Report: Bush officials intentionally killed carbon capture project
Officials in the Bush administration intentionally used inaccurate cost figures and promoted a plan experts said was unworkable before ultimately killing the FutureGen carbon capture and sequestration pilot project, according to a new US Congressional report.
Highly touted as an effort that could make coal an environmentally benign source of energy, FutureGen was to have been a 275-megawatt integrated gasification combined cycle coal power plant that captured and sequestered carbon dioxide emissions — the first of its kind in the world. However, by January of last year, former Energy Secretary Samuel Bodman killed the project, turning it into a private effort with “limited government subsidies.”

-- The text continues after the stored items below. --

PR #240, opened 2025-06-16
Add memory header to main_window.h

angela28chen:
Without this, Dive fails to build at HEAD on Linux for some compilers.


footballhead (approved):
nit: PR message could mention that this fixes a build problem for some compilers. This gives more context for people looking through the git history in the future.

wangra-google (approved):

“To date, nothing has come of this new initiative,” stated a press release from the US House’s Committee on Science and Technology.
“To knowingly abandon a program that held out the hope of making a real impact in the effort to reduce greenhouse gases from coal in favor of another program that held out no hope at all — not commercially and not to provide technological innovation to capture and sequester carbon — is inexcusable,” said committee chairman Bart Gordon.
“(Department of Energy) officials knew that they were manipulating the numbers, and that the ‘restructured’ FutureGen would not accomplish what had been planned, but they went ahead anyway,” added Brad Miller, chairman of the House Investigations and Oversight Subcommittee. “In the process, they lost the participation of China and India, which are some of the largest users of coal in the world. The damage to U.S. leadership on ‘clean coal’ technology, and climate change generally, cannot be overstated.”